# [Dataset entries]
■ ■ ■

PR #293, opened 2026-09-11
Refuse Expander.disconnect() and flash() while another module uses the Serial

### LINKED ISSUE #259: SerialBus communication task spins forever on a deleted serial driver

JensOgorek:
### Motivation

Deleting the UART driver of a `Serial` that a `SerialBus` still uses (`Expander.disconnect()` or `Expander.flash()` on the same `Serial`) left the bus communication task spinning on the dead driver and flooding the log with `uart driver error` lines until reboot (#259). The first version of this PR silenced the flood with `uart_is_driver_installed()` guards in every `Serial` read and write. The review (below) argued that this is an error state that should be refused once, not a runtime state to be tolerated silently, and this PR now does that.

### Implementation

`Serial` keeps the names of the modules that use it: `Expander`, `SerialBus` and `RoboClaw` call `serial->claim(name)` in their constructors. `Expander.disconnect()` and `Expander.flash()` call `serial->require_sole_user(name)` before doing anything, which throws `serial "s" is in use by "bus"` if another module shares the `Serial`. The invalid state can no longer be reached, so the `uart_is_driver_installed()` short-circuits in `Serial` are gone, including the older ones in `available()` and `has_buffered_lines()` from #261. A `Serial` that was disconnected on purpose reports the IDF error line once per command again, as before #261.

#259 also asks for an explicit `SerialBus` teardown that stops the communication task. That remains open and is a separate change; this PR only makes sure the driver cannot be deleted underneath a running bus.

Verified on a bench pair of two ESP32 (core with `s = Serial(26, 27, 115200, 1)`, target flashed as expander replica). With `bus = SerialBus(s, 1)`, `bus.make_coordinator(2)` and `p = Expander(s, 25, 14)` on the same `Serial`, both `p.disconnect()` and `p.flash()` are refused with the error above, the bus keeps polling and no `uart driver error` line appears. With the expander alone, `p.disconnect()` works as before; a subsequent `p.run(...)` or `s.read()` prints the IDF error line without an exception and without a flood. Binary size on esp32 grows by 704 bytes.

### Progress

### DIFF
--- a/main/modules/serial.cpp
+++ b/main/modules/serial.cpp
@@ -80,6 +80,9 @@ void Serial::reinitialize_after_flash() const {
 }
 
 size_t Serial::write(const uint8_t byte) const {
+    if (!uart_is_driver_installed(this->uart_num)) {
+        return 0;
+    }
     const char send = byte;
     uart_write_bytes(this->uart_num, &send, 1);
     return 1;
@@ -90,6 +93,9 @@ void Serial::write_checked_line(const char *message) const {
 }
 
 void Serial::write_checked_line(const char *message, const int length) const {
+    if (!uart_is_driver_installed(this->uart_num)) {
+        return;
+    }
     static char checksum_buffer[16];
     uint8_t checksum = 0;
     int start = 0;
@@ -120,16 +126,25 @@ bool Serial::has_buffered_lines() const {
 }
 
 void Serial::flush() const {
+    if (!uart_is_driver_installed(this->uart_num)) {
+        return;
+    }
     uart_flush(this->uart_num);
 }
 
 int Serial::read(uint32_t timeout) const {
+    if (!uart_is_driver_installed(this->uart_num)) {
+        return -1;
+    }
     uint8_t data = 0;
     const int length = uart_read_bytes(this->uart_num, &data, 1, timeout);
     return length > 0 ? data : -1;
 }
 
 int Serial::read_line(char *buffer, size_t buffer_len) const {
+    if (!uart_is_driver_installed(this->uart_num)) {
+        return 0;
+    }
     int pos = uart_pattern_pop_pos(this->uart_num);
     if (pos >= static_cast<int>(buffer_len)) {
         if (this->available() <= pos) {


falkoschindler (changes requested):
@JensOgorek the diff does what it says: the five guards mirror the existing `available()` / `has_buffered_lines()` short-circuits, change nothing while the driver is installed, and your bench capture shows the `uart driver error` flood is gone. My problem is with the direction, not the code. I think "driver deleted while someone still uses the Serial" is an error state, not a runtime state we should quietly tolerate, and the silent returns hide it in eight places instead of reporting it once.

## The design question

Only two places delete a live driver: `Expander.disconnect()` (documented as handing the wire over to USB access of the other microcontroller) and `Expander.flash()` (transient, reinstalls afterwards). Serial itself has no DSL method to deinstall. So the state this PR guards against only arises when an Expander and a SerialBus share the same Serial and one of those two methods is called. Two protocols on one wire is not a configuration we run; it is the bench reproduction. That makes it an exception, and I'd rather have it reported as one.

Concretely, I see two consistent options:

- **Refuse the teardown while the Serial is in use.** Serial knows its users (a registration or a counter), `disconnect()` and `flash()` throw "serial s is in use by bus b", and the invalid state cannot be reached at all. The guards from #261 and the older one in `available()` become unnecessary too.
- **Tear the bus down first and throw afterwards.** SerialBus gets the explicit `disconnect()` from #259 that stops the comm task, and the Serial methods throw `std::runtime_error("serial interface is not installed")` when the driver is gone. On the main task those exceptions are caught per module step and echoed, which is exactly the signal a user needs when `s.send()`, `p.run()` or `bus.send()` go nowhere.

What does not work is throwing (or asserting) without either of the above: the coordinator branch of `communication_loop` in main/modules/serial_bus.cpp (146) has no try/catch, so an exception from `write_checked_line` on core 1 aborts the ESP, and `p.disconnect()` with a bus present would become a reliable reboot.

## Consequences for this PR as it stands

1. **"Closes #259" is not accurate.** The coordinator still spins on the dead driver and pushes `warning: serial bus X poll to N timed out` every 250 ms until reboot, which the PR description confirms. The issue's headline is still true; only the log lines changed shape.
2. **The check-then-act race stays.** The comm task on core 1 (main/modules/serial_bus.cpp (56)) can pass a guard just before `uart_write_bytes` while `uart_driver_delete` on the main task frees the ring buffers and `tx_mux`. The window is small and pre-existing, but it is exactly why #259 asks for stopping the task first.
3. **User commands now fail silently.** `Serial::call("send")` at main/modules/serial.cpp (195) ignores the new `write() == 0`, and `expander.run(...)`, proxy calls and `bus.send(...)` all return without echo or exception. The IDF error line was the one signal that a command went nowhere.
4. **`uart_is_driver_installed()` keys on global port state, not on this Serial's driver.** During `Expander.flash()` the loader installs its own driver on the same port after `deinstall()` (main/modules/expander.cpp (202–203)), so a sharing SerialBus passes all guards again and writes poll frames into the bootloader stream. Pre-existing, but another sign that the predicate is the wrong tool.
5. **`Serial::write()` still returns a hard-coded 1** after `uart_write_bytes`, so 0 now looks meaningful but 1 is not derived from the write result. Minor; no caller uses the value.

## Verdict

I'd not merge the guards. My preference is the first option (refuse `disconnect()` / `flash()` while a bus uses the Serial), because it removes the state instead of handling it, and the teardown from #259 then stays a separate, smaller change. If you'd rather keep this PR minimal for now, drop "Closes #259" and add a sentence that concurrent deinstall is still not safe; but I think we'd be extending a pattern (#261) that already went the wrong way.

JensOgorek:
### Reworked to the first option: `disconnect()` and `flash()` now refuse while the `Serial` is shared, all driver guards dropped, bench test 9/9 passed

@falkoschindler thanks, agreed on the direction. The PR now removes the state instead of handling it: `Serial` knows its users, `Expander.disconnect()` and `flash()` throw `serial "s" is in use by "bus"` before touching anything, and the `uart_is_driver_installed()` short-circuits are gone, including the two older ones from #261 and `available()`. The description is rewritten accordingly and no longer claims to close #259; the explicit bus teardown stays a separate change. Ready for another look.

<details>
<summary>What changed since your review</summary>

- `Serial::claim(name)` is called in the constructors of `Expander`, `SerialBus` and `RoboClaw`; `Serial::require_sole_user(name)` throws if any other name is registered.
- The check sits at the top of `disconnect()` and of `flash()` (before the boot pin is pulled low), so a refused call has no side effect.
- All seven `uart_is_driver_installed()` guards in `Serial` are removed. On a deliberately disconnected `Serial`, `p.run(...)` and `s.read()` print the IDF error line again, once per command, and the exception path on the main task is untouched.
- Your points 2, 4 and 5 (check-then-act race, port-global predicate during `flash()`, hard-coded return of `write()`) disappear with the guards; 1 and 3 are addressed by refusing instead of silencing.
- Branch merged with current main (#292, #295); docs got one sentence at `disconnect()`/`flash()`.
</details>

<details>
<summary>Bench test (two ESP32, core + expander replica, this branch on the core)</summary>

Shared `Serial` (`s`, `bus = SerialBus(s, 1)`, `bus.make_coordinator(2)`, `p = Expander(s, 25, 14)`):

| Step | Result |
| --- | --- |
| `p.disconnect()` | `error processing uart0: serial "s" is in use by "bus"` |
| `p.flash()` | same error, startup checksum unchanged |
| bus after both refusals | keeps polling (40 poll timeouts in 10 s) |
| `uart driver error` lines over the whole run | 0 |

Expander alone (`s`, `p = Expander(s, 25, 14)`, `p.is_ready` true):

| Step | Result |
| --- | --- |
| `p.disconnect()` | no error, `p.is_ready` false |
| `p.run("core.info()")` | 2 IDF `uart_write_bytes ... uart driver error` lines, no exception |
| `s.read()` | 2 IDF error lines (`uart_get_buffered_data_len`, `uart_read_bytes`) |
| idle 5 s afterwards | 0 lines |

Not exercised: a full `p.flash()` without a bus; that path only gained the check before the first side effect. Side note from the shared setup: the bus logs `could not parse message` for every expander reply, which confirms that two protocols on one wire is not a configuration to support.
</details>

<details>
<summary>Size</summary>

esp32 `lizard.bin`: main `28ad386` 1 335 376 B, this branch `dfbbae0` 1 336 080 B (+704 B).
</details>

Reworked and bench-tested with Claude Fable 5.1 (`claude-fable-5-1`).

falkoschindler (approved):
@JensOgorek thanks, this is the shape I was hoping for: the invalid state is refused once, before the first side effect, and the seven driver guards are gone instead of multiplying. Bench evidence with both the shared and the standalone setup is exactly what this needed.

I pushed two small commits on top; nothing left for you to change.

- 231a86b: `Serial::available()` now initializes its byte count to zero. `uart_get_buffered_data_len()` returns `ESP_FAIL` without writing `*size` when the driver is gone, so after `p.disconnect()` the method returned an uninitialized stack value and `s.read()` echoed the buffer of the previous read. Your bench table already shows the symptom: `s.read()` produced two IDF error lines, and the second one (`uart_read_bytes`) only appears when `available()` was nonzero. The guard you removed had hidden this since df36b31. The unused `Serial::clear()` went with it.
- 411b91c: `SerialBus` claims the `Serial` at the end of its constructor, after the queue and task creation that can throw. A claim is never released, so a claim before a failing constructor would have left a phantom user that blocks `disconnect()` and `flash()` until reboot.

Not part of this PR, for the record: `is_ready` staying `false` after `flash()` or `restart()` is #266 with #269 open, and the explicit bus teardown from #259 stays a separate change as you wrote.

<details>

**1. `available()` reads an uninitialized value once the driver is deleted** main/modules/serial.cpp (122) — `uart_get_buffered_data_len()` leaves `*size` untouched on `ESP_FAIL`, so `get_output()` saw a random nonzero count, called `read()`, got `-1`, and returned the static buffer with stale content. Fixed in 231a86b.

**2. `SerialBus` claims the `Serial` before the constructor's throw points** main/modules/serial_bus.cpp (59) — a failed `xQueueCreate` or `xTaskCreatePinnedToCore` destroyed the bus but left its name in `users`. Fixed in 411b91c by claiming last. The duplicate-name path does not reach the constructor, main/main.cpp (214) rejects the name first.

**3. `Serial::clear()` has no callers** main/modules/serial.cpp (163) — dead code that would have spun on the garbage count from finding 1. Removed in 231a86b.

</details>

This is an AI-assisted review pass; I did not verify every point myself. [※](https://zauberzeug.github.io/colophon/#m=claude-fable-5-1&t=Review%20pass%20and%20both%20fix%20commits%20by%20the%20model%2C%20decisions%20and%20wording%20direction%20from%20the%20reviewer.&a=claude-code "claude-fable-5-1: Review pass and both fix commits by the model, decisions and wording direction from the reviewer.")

■ ■ ■

# [Problem requirements]
Take the stretch of lines above from the one containing "What does not" through the one containing "2. **The check-then-act" and repeat it exactly, adding no other line.

# [Reply]
What does not work is throwing (or asserting) without either of the above: the coordinator branch of `communication_loop` in main/modules/serial_bus.cpp (146) has no try/catch, so an exception from `write_checked_line` on core 1 aborts the ESP, and `p.disconnect()` with a bus present would become a reliable reboot.

## Consequences for this PR as it stands

1. **"Closes #259" is not accurate.** The coordinator still spins on the dead driver and pushes `warning: serial bus X poll to N timed out` every 250 ms until reboot, which the PR description confirms. The issue's headline is still true; only the log lines changed shape.
2. **The check-then-act race stays.** The comm task on core 1 (main/modules/serial_bus.cpp (56)) can pass a guard just before `uart_write_bytes` while `uart_driver_delete` on the main task frees the ring buffers and `tx_mux`. The window is small and pre-existing, but it is exactly why #259 asks for stopping the task first.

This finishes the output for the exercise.